In Kenya, recent information from the Ministry of Land and Physical Planning in the government of Kenya has it that the number of registered properties is now over 10 million. This is quite a large number to be managed by venerable methods of keeping records. Think of the chaos and panic that could be caused in the country by the loss of these records. The thought of it is scary.

Let me show you what it means to have over 10 million registered properties. Using an average of one million per property, our property portfolio runs onto trillions of Kenyan shillings as per now. This could even be more. Further, this number is expected to grow following the endeavours to complete Kenya’s registry which will only create overwhelming records at the Ministry of the land office in the government of Kenya. This ought to be a call to the parliament to pay attention to the land sector schemes and budgets.

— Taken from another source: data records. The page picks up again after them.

PR #1269, opened 2018-03-03
Fixed GCC+Clang errors and warnings on Linux and OSX.

bkaradzic:


glslang/Include/Common.h
```diff
@@ -37,7 +37,7 @@
 #ifndef _COMMON_INCLUDED_
 #define _COMMON_INCLUDED_
 
-#if (defined(_MSC_VER) && _MSC_VER < 1900 /*vs2015*/) || defined MINGW_HAS_SECURE_API
+#if (defined(_MSC_VER) && _MSC_VER < 1900 /*vs2015*/) // || defined MINGW_HAS_SECURE_API
```
johnkslang: Why does this remove the MINGW path?

bkaradzic: No clue, I'll fix this.

Issue #1271, opened 2018-03-06
HLSL: Map min16float/min16int/min16uint to float16_t/int16_t/uint16_t


amdrexu:
Maybe add an option to conditionally map those types in HLSL to AMD float16_t/int16_t/uint16_t.  Reference the requirement https://github.com/KhronosGroup/glslang/pull/1266.

johnkslang:
Perhaps options like these should be part of the --target-env options.

amdrexu:
I make a pull request to address this requirement. I add an option "--hlsl-enable-16bit-types". I think it is inappropriate to add this to --target-env. The option is better to be an independent one. I want to enlarge the enum TOptions but it is full. Therefore, I have to add a boolean variable to represent this option.

amdrexu:
See the pull request: https://github.com/KhronosGroup/glslang/pull/1275

oscarbg:
many thanks for your (fast) support!
is really appreciated..

oscarbg:
Hi @amdrexu ,
testing it still seems has some issues :
I'm attaching test.hlsl and all generated outputs here:
DOWNLOAD->
[tests.zip](https://github.com/KhronosGroup/glslang/files/1800468/tests.zip)

1)it works correctly on DXC  -enable-16bit-types 

> dxc.exe -E CSMandelJulia_scalarFloat test.hlsl -enable-16bit-types -T cs_6_2 -spirv -O0 -Vd >test.txt

2) of course works with glslangValidator default option of translating to float

> glslangValidator -D -H -e CSMandelJulia_scalarFloat -S comp test.hlsl >testglslc.txt

3)with -enable-16bit-types fails:

> glslangValidator -D -H -e CSMandelJulia_scalarFloat -S comp --hlsl-enable-16bit-types test.hlsl 

>testglslcfp16.txt
returns:
```
test.hlsl
ERROR: test.hlsl:32: '' : unsupported construction 
ERROR: test.hlsl:32: ' temp mediump float16_t' : cannot construct with these arguments 
ERROR: test.hlsl:32: 'assignment expression' : Expected 
test.hlsl(32): error at column 34, HLSL parsing failed.
ERROR: 4 compilation errors.  No code generated.
SPIR-V is not generated for failed compile or link
```

amdrexu:
Reproduced. I will have a look and give you update.

oscarbg:
Ok thanks..
tested already int16 shader:
[...]

PR #1275, opened 2018-03-07
HLSL: Map min types to GLSL 16-bit types

amdrexu:


amdrexu:
This is to address the requirement: https://github.com/KhronosGroup/glslang/issues/1271

PR #1277, opened 2018-03-07
SPV: Implement Vulkan 1.1 features and extensions.

johnkslang:


johnkslang:
Merging this. The base version is tagged as 5.1, in case there are any troubles with this.

antiagainst:
I haven't checked all intrinsic functions. But it seems Microsoft intend to use `WaveReadLaneFirst` instead of `WaveReadFirstLane`:

https://github.com/Microsoft/DirectXShaderCompiler/wiki/Wave-Intrinsics#type-wavereadlanefirst-type-expr-

sheredom:
@antiagainst that was a typo on my part, I'll get it fixed thanks!

PR #1282, opened 2018-03-08
WIP: Implement SPV_GOOGLE_hlsl_functionality1.

johnkslang:
Implement subset of SPV_GOOGLE_hlsl_functionality1: semantics on (non-member) variables.

Intention is to get early feedback on the following, and fully implement before removing WIP:

- command-line enable is `--target-env hlsl_functionality1`
- API enable is `shader->setEnvTargetHlslFunctionality1()`

So far, it is quite trivial to do this (e.g., compared to #1213).


dneto0:
I'd follow GCC's lead here on option naming:   Machine-independent options that affect code generation normally start with -f<blah>   
So I suggest -fhlsl_functionality1      (or as @antiagainst suggests an umbrella option that includes future HLSL special functionality upgrades: -fhlsl_functionality)

johnkslang:
Agreed, if it is machine independent. I was worried about drivers rejecting instructions they don't support. Is the model here that an offline tool always transforms this away before a driver sees it?

Cry-Mory:
@johnkslang I tried this branch and replaced "vulkan1.0" target environment with "hls_functionality1" in the compilation command, I am getting the following error while the spir-v file is being generated:

error: input:0:0:605: Invalid opcode: 5632

Then, I used spirv-cross to parse the generated binary SPIR-V but that ends up with the following exception in spirv-cross:

_"Currently no block to insert opcode."_ 

For clarification, this error does not appear if I use "vulkan1.0" target environment. 

In case you want to try the shader, you can find it in the attachment to this comment. I compile it with the following command:

**.\glslangValidator.exe -D .\testShader.txt -o testShader.spv --target-env hlsl_funct
ionality1 -S vert -e AuxGeomTextureVS -V100 --invert-y**

johnkslang:
From off-line feedback, and going with `-fhlsl_functionality1`, following gcc use of `-f`.

@Cry-Mory the following works for me:

`./glslangValidator -D testShader.txt -o testShader.spv -fhlsl_functionality1 -S vert -e AuxGeomTextureVS -V100 --invert-y -H`

That works both with/without `--target-env vulkan1.0` and `--target-env vulkan1.1`.

Make sure you have the latest version of SPIRV-Tools (see `glslang/../update_glslang_sources.py`).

Loss of the over 10 million records at the ministry of Lands in the government of Kenya today could mean that landowners are hamstrung, not being able to prove their land ownership in cases where two or more people claim ownership of the same property. No one wants to be in such a situation. Nightmare, chaos, panic, anxiety, name it. That would be the reality of most Kenyans.

This would then affect our economy as most land operations could be paused, till the land disputes are solved. There would be nothing like food security nor economic growth. In short, this would be the worst of economist’s horrors.

On the other side of land administration, things are not different. For example, share land titles among the estimated fifty land registries in the country. With about two hundred thousand titles per registry, it would be overwhelming and almost impossible to manually find a single title, even for the most hardworking and willing officer or clerk. The fact is even the quickest flip through the thousands of records requires days to find or retrieve titles and their corresponding files. Have in mind that some registries like the head office may hold more records than others.

Manual retrievals are time-consuming and slow. This is not what we as a country need. loss and misplacement of documents could be a norm, and the blame should not fall onto the workers in those offices. It’s beyond them.

This is why the news on the digitization of the property portfolio should be good news to Kenyans. Sources have it that the exercise is ongoing and the National Intelligence Service is helping out. We as a nation should give full support to this revolution and let nothing hinder the digitization and computerization of our land record-keeping and its process.